VestaCP is a free web server control panel for website. You can manage your sites through an easy to use web interface. VestaCp supports secure website via HTTPS.

Let’s Encrypt is a new chargeless affidavit ascendancy (CA) that issues chargeless area accurate (DV) SSL/TLS certificates for enabling defended (HTTPS) on your site. Let’s Encrypt automates the affidavit appeal processing authoritative it accessible to defended a your website with a distinct command.

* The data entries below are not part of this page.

PR #1733, opened 2021-11-17
Add disk failure test and fix detection

lkalina-cera:
In this pull request I introduced the disk failure test also with some configuration changes to speed up the tests a little bit. 
The DiskFailureIntegrationTest removes a  Kafka broker log folder and waits until the self healing fix the cluster.
I made a small change in the detector because under certain circumstances (from 10 test run 1 fails) the detector skips the detection. For example if the disk failure is detected but the self healing failed for this anomaly then the fix will not start again until there is no model change. That's why I modified the detector.

### DIFF
--- a/cruise-control/src/integrationTest/java/com/linkedin/kafka/cruisecontrol/DiskFailureIntegrationTest.java
+++ b/cruise-control/src/integrationTest/java/com/linkedin/kafka/cruisecontrol/DiskFailureIntegrationTest.java
@@ -1,0 +1,180 @@
+/*
+* Copyright 2020 LinkedIn Corp. Licensed under the BSD 2-Clause License (the "License"). See
+ * License in the project root for license information.
+ */
+
+package com.linkedin.kafka.cruisecontrol;
+
+import java.io.File;
+import java.io.IOException;
+import java.time.Duration;
+import java.util.ArrayList;
+import java.util.Arrays;
+import java.util.Collections;
+import java.util.List;
+import java.util.Map;
+import java.util.Map.Entry;
+import java.util.StringJoiner;
+import com.jayway.jsonpath.Configuration;
+import com.jayway.jsonpath.JsonPath;
+import com.jayway.jsonpath.TypeRef;
+import com.linkedin.kafka.cruisecontrol.analyzer.goals.DiskCapacityGoal;
+import com.linkedin.kafka.cruisecontrol.analyzer.goals.ReplicaCapacityGoal;
+import com.linkedin.kafka.cruisecontrol.analyzer.goals.ReplicaDistributionGoal;
+import com.linkedin.kafka.cruisecontrol.config.constants.AnalyzerConfig;
+import com.linkedin.kafka.cruisecontrol.detector.TopicReplicationFactorAnomalyFinder;
+import com.linkedin.kafka.cruisecontrol.metricsreporter.utils.CCKafkaTestUtils;
+import com.linkedin.kafka.cruisecontrol.servlet.CruiseControlEndPoint;
+import kafka.server.KafkaConfig;
+import net.minidev.json.JSONArray;
+import org.apache.commons.io.FileUtils;
+import org.apache.kafka.clients.admin.AdminClient;
+import org.apache.kafka.clients.admin.AdminClientConfig;
+import org.apache.kafka.clients.admin.NewTopic;
+import org.junit.After;
+import org.junit.Before;
+import org.junit.Test;
+import org.slf4j.Logger;
+import org.slf4j.LoggerFactory;
+
+import static com.linkedin.kafka.cruisecontrol.common.TestConstants.TOPIC0;
+import static com.linkedin.kafka.cruisecontrol.servlet.CruiseControlEndPoint.KAFKA_CLUSTER_STATE;
+
+public class DiskFailureIntegrationTest extends CruiseControlIntegrationTestHarness {
+
+  private static final short TOPIC0_REPLICATION_FACTOR = (short) 2;
+  private static final int BROKER_ID_TO_CAUSE_DISK_FAILURE = 2;
+  private static final int PARTITION_COUNT = 3;
+  private static final int KAFKA_CLUSTER_SIZE = 3;
+  private static final String CRUISE_CONTROL_KAFKA_CLUSTER_STATE_ENDPOINT =
+      "kafkacruisecontrol/" + KAFKA_CLUSTER_STATE + "?verbose=true&json=true";
+  private static final String CRUISE_CONTROL_STATE_ENDPOINT =
+      "kafkacruisecontrol/" + CruiseControlEndPoint.STATE + "?substates=anomaly_detector&json=true";
+  private static final String CRUISE_CONTROL_ANALYZER_STATE_ENDPOINT =
+      "kafkacruisecontrol/" + CruiseControlEndPoint.STATE + "?substates=analyzer&json=true";
+  private final Configuration _gsonJsonConfig = KafkaCruiseControlIntegrationTestUtils.createJsonMappingConfig();
+  private static final Logger LOG = LoggerFactory.getLogger(DiskFailureIntegrationTest.class);
+  private List<Entry<File, File>> _brokerLogDirs = new ArrayList<>(KAFKA_CLUSTER_SIZE);
+  
+  @Before
+  public void setup() throws Exception {
+    super.start();
+  }
+
+  @Override
+  protected int clusterSize() {
+    return KAFKA_CLUSTER_SIZE;
+  }
+
+  @After
+  public void teardown() {
+    super.stop();
+  }
+
+  @Override
+  public Map<Object, Object> overridingProps() {
+    Map<Object, Object> props = KafkaCruiseControlIntegrationTestUtils.createBrokerProps();
+    Entry<File, File> logFolders = Map.entry(CCKafkaTestUtils.newTempDir(), CCKafkaTestUtils.newTempDir());
+    _brokerLogDirs.add(logFolders);
+    props.put(KafkaConfig.LogDirsProp(), logFolders.getKey().getAbsolutePath() + "," + logFolders.getValue().getAbsolutePath());
+    return props;
+  }
+
+  @Override
+  protected Map<String, Object> withConfigs() {
+    Map<String, Object> configs = KafkaCruiseControlIntegrationTestUtils.ccConfigOverrides();
+    configs.put(TopicReplicationFactorAnomalyFinder.SELF_HEALING_TARGET_TOPIC_REPLICATION_FACTOR_CONFIG, "2");
+    
+    configs.put(AnalyzerConfig.DEFAULT_GOALS_CONFIG, new StringJoiner(",")
+        .add(ReplicaDistributionGoal.class.getName())
+        .add(ReplicaCapacityGoal.class.getName())
+        .add(DiskCapacityGoal.class.getName()).toString());
+    
+    configs.put(AnalyzerConfig.HARD_GOALS_CONFIG, new StringJoiner(",")
+        .add(ReplicaCapacityGoal.class.getName())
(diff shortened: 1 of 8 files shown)


cruise-control/src/main/java/com/linkedin/kafka/cruisecontrol/detector/DiskFailureDetector.java
```diff
@@ -60,15 +60,15 @@ public DiskFailureDetector(Queue<Anomaly> anomalies, KafkaCruiseControl kafkaCru
    * @return The {@link AnomalyDetectionStatus anomaly detection status}, indicating whether the anomaly detector is ready.
    */
   private AnomalyDetectionStatus getDiskFailureDetectionStatus() {
-    int currentClusterGeneration = _kafkaCruiseControl.loadMonitor().clusterModelGeneration().clusterGeneration();
-    if (currentClusterGeneration == _lastCheckedClusterGeneration) {
+    ModelGeneration currentClusterModelGeneration = _kafkaCruiseControl.loadMonitor().clusterModelGeneration();
+    if (currentClusterModelGeneration.equals(_lastCheckedModelGeneration)) {
```
egyedt, line 64: In my opinion, we should check here if the `currentClusterModelGeneration` variable is null since at the first run the `_lastCheckedModelGeneration` will be also null so there could be a non required state. What do you think about that @lkalina-cera?

Another option is to add the following line to the constructor:
`_lastCheckedModelGeneration = new ModelGeneration(clusterAndGeneration.generation(), -1L);`

egyedt (changes requested):
Thank you for your PR. It looks good to me overall but I have some questions and I wrote also some comments about code format.

cruise-control/src/main/java/com/linkedin/kafka/cruisecontrol/detector/DiskFailureDetector.java
lkalina-cera: I would like to use `_lastCheckedModelGeneration = new ModelGeneration(0, -1L)`. What Do you think?

egyedt: That sounds good to me!

cruise-control/src/integrationTest/java/com/linkedin/kafka/cruisecontrol/DiskFailureIntegrationTest.java
```diff
@@ -0,0 +1,180 @@
...
+import static com.linkedin.kafka.cruisecontrol.servlet.CruiseControlEndPoint.KAFKA_CLUSTER_STATE;
+
+public class DiskFailureIntegrationTest extends CruiseControlIntegrationTestHarness {
+
+  private static final short TOPIC0_REPLICATION_FACTOR = (short) 2;
+  private static final int BROKER_ID_TO_CAUSE_DISK_FAILURE = 2;
+  private static final int PARTITION_COUNT = 3;
+  private static final int KAFKA_CLUSTER_SIZE = 3;
+  private static final String CRUISE_CONTROL_KAFKA_CLUSTER_STATE_ENDPOINT =
+      "kafkacruisecontrol/" + KAFKA_CLUSTER_STATE + "?verbose=true&json=true";
```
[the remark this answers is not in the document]
viktorsomogyi: "kafkacruisecontrol" prefix is configured by `WebServerConfig.WEBSERVER_API_URLPREFIX_CONFIG` so the most precise way would be to create a function that returns `_config.getString(WebServerConfig.WEBSERVER_API_URLPREFIX_CONFIG).replace('*', '');`
Would you please refactor it this way?

cruise-control/src/integrationTest/java/com/linkedin/kafka/cruisecontrol/DiskFailureIntegrationTest.java
```diff
@@ -0,0 +1,180 @@
...
+    }, 800, new AssertionError("There are still offline replica on broker"));
+  }
+
+  private void waitForDiskFailureDetection() {
+    KafkaCruiseControlIntegrationTestUtils.waitForConditionMeet(() -> {
+      String responseMessage = KafkaCruiseControlIntegrationTestUtils
+          .callCruiseControl(_app.serverUrl(), CRUISE_CONTROL_STATE_ENDPOINT);
+      JSONArray diskFailuresArray = JsonPath.read(responseMessage,
+            "$.AnomalyDetectorState.recentDiskFailures[*].anomalyId");
+      return diskFailuresArray.size() == 1;
```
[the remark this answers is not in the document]
lkalina-cera: I am going to fix this with filtering the FIX_STARTED disk failures only. I this test environment I didn't expect more than one disk failures fix to start.

cruise-control/src/integrationTest/java/com/linkedin/kafka/cruisecontrol/DiskFailureIntegrationTest.java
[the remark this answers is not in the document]
lkalina-cera: I think you want to use the WebServerConfig.DEFAULT_WEBSERVER_API_URLPREFIX in the tests. That means I can remove this data field from my class.

egyedt (approved):

viktorsomogyi (approved):

viktorsomogyi:

akatona84 (approved):
@efeg could u take a look pls?

cruise-control/src/integrationTest/java/com/linkedin/kafka/cruisecontrol/DiskFailureIntegrationTest.java
```diff
@@ -0,0 +1,178 @@
...
+
+  private void waitForProposal() {
+    KafkaCruiseControlIntegrationTestUtils.waitForConditionMeet(() -> {
+      String responseMessage = KafkaCruiseControlIntegrationTestUtils
+          .callCruiseControl(_app.serverUrl(), CRUISE_CONTROL_ANALYZER_STATE_ENDPOINT);
+      return JsonPath.<Boolean>read(responseMessage, "AnalyzerState.isProposalReady");
+    }, Duration.ofSeconds(200), Duration.ofSeconds(15), new AssertionError("No proposal available"));
+  }
+
+  private void waitForMetadataPropogates() {
```
efeg, line 165: Typo in `waitForMetadataPropogates`

cruise-control/src/integrationTest/java/com/linkedin/kafka/cruisecontrol/DiskFailureIntegrationTest.java
```diff
@@ -0,0 +1,178 @@
...
+  }
+
+  private void waitForOfflineReplicasFixed() {
+    KafkaCruiseControlIntegrationTestUtils.waitForConditionMeet(() -> {
+      String responseMessage = KafkaCruiseControlIntegrationTestUtils
+          .callCruiseControl(_app.serverUrl(), CRUISE_CONTROL_KAFKA_CLUSTER_STATE_ENDPOINT);
+      Map<String, String> offlineReplicas = JsonPath.read(responseMessage,
+            "$.KafkaBrokerState.OfflineReplicaCountByBrokerId");
+      return offlineReplicas.isEmpty();
+    }, 800, new AssertionError("There are still offline replica on broker"));
```
efeg, line 134: (Applicable to the similar timeouts in integration tests) Why do we expect such large timeouts? -- i.e. what is taking so much time in these tests?

Due to integration tests taking too long, we have been observing test failures in our CI -- i.e. `Too long with no output (exceeded 10m0s): context deadline exceeded`. As a result, a recent PR had to bump up CI timeout as a temporary workaround (see https://github.com/linkedin/cruise-control/pull/1749).

Can we make sure that all aggregate timeouts (including retries) in integration tests is below `10 minutes`?

efeg (changes requested):
@lkalina-cera Thanks for the PR! Left some comments.
In particular, I think we should ensure that integration tests run fast to avoid CI timeouts.

cruise-control/src/integrationTest/java/com/linkedin/kafka/cruisecontrol/DiskFailureIntegrationTest.java
lkalina-cera: Hi @efeg,
An integration test execution time is about two and three minutes. With four tests the ITs run time between 8 and 12 mins. I can decrease the timeouts but the tests execution time can be over 10 mins easily. 
We can enable the tests logging to avoid no output issue during the ITs but I think this is not the best way to fix this. What is your opinion? Do you know any other solution?

egyedt: In my opinion, these tests could be useful for CC so I hope we will find a solution to merge these. :)

efeg: I think there are two actions to take:
1. We should figure out what is taking time in each integration test, and try to address that. For example, if the timeout is due to goal optimization times, we can configure the corresponding goal parameters to reduce that time.
2. Logging some success output after each integration test may provide a better view of what is going on during the overall integration testing process.

lkalina-cera: Thanks for your ideas. I am going to add minimal logging for ITs like the unit tests have. I reduced the test execution time as much I could.

viktorsomogyi: @efeg What gradle task are you using for testing? In a previous commit we created the `integrationTest` task to avoid running together unit tests and integration test. Perhaps we could hook this into a separate task or don't extend the `test` task even to avoid running them during a test phase. Would that work?

lkalina-cera: Hi @efeg 
Did you have time to check the changes?

efeg: @viktorsomogyi @lkalina-cera 
Sorry for the delayed response! It is a good idea to avoid running integration tests for each PR -- maybe we can run them as part of a separate task only when we publish a new release. What do you think?

efeg: @lkalina-cera @viktorsomogyi -- quick reminder on this.

viktorsomogyi: Thanks for the ping and sorry for the late reply :).
I think running it on a per release basis is good. I had a quick look on the circleci setup and I think the problem is that we're integrating into the `check` task but at least I can unlink it so it won't run when `build` is triggered.
The regarding the per release run: would it be enough if we defined an extra job in the circleci workflow (let's call it `release-test`) and integrated it into the `build-and-publish` workflow?

efeg: Thanks for the reply Viktor!
Yes, I think the proposed approach should work.

efeg: @viktorsomogyi Thanks for the commit -- I unsuccessfully tried making some naive changes to run integration-test only during publish. I suspect we might be able to figure out the right config, but didn't get a chance to dig into the documentation -- i.e.  https://circleci.com/docs/2.0/workflows/

efeg (commented):
Thanks for the updates -- LGTM!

VestaCP accept Certbot that acclimated to install Let’s Encrypt certificates. Its accouterment all area and user to acquiesce certificate. When you accredit Letsencrypt SSL its auto analysis your armpit its abide on VestaCP and verify it again enabled SSL.

Login into your VestaCp goto Web menu and click on add domain.

Enter your domain name and click on advanced options.

Letsencrypt installation on Vestacp.

Click on SSL Support and then click on Lets Encrypt Support.

Move down there a options Web Statistics.

if you want to use it then choose Awstats otherwise its none.

Awstats keep count your daily visitor, pageviews, user ip, Bot count, User Agent, Search keyword, Top Search engine, Top Referral etc.

Then click on add domain.

You can got msg your domain successfully added.


Now you can go in Web menu again and check SSL active or not.

Letsencrypt installation from Root

If your VestaCP doesn’t support Letsencrypt SSL option then open a root shell with putty or other any which software your using.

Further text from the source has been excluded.